EXERCISE DIRECTIONS:
All of the data is to be set down again without any alteration.

Source records:
====================

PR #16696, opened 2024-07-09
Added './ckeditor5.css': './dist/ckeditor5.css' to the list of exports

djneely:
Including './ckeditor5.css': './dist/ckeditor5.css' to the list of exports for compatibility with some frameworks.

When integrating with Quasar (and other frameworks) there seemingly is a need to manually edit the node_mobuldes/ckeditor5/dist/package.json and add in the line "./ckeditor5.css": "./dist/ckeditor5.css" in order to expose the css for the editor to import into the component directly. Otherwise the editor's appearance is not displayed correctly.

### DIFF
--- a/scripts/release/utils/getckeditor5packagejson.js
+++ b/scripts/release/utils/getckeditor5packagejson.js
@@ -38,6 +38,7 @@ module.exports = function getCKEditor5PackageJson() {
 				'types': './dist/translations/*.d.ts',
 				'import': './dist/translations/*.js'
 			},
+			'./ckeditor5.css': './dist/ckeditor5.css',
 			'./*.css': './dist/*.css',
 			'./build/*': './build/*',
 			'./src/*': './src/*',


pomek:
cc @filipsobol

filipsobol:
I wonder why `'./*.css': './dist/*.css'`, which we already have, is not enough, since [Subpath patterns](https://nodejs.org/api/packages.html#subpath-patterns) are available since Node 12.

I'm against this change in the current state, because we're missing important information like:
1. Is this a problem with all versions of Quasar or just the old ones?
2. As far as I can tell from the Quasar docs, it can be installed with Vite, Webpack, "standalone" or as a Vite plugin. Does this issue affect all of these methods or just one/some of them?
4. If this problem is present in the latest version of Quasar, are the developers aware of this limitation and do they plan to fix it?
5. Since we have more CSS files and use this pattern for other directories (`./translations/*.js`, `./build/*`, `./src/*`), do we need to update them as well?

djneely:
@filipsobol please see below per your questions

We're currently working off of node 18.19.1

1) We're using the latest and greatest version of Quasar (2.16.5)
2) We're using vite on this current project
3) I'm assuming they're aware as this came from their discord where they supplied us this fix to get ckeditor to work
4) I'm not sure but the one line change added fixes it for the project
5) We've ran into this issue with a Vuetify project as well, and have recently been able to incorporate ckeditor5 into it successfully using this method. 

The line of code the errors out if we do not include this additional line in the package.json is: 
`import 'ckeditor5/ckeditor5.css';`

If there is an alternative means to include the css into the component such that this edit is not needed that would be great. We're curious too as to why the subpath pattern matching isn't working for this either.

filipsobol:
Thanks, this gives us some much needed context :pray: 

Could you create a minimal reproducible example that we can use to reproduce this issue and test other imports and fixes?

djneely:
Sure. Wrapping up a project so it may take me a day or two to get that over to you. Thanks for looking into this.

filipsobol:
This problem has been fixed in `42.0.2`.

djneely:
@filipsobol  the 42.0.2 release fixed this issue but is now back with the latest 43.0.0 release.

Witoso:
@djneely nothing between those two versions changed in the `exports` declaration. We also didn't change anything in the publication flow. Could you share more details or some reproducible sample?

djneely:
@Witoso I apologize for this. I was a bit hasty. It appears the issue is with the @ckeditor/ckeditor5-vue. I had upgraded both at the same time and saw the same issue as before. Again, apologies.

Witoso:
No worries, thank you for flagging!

====================

TASK RESPONSE:
PR #16696, opened 2024-07-09
Added './ckeditor5.css': './dist/ckeditor5.css' to the list of exports

djneely:
Including './ckeditor5.css': './dist/ckeditor5.css' to the list of exports for compatibility with some frameworks.

When integrating with Quasar (and other frameworks) there seemingly is a need to manually edit the node_mobuldes/ckeditor5/dist/package.json and add in the line "./ckeditor5.css": "./dist/ckeditor5.css" in order to expose the css for the editor to import into the component directly. Otherwise the editor's appearance is not displayed correctly.

### DIFF
--- a/scripts/release/utils/getckeditor5packagejson.js
+++ b/scripts/release/utils/getckeditor5packagejson.js
@@ -38,6 +38,7 @@ module.exports = function getCKEditor5PackageJson() {
 				'types': './dist/translations/*.d.ts',
 				'import': './dist/translations/*.js'
 			},
+			'./ckeditor5.css': './dist/ckeditor5.css',
 			'./*.css': './dist/*.css',
 			'./build/*': './build/*',
 			'./src/*': './src/*',


pomek:
cc @filipsobol

filipsobol:
I wonder why `'./*.css': './dist/*.css'`, which we already have, is not enough, since [Subpath patterns](https://nodejs.org/api/packages.html#subpath-patterns) are available since Node 12.

I'm against this change in the current state, because we're missing important information like:
1. Is this a problem with all versions of Quasar or just the old ones?
2. As far as I can tell from the Quasar docs, it can be installed with Vite, Webpack, "standalone" or as a Vite plugin. Does this issue affect all of these methods or just one/some of them?
4. If this problem is present in the latest version of Quasar, are the developers aware of this limitation and do they plan to fix it?
5. Since we have more CSS files and use this pattern for other directories (`./translations/*.js`, `./build/*`, `./src/*`), do we need to update them as well?

djneely:
@filipsobol please see below per your questions

We're currently working off of node 18.19.1

1) We're using the latest and greatest version of Quasar (2.16.5)
2) We're using vite on this current project
3) I'm assuming they're aware as this came from their discord where they supplied us this fix to get ckeditor to work
4) I'm not sure but the one line change added fixes it for the project
5) We've ran into this issue with a Vuetify project as well, and have recently been able to incorporate ckeditor5 into it successfully using this method. 

The line of code the errors out if we do not include this additional line in the package.json is: 
`import 'ckeditor5/ckeditor5.css';`

If there is an alternative means to include the css into the component such that this edit is not needed that would be great. We're curious too as to why the subpath pattern matching isn't working for this either.

filipsobol:
Thanks, this gives us some much needed context :pray: 

Could you create a minimal reproducible example that we can use to reproduce this issue and test other imports and fixes?

djneely:
Sure. Wrapping up a project so it may take me a day or two to get that over to you. Thanks for looking into this.

filipsobol:
This problem has been fixed in `42.0.2`.

djneely:
@filipsobol  the 42.0.2 release fixed this issue but is now back with the latest 43.0.0 release.

Witoso:
@djneely nothing between those two versions changed in the `exports` declaration. We also didn't change anything in the publication flow. Could you share more details or some reproducible sample?

djneely:
@Witoso I apologize for this. I was a bit hasty. It appears the issue is with the @ckeditor/ckeditor5-vue. I had upgraded both at the same time and saw the same issue as before. Again, apologies.

Witoso:
No worries, thank you for flagging!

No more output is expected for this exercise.